--- Supplied material Enclosed Below ---
PR #23840, opened 2025-03-18
keep build state when running command again

john-peterson:
flag -f will rerun configure but the source and build folders are never
deleted. it is necessary for testing that it behaves like a manual build .
usually many runs are required before everything succeed

@fornwall can you intervene here. I also speak Swedish and is also a
theoretical physicist PhD currently hiking the mountains of Tasmania.
@thunder-coding is not as experienced as us but is closing good commits
left and right without any understand of how anything works

### DIFF
--- a/scripts/build/configure/termux_step_configure.sh
+++ b/scripts/build/configure/termux_step_configure.sh
@@ -1,5 +1,6 @@
 termux_step_configure() {
 	[ "$TERMUX_PKG_METAPACKAGE" = "true" ] && return
+	[ -f "$TERMUX_PKG_CONFIGURE_MARKER" ] && ! $TERMUX_FORCE_BUILD && echo packet already configured run with -f to reconfigure && return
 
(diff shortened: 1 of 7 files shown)


robertkirkman:
It is a helpful idea, however, very unfortunately, if you run this command after applying this PR,

```
scripts/run-docker.sh ./build-package.sh -I -a all docbook-xml
```

this will happen:

```
replace docbook-xml-4.1.2/calstblx.dtd? [y]es, [n]o, [A]ll, [N]one, [r]ename: 
```

Do you know how to do this without causing something like that to happen?

robertkirkman:
Additionally, there is very unfortunately another situation where a similar problem happens, but only when this PR is applied, and not with the current way that is in the repository.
--- End of Enclosed Supplied material ---
**What you will do**: Retype word for word the line above with "Do you know" and all lines after it, nothing else.

**Exercise answer**:
Do you know how to do this without causing something like that to happen?

robertkirkman:
Additionally, there is very unfortunately another situation where a similar problem happens, but only when this PR is applied, and not with the current way that is in the repository.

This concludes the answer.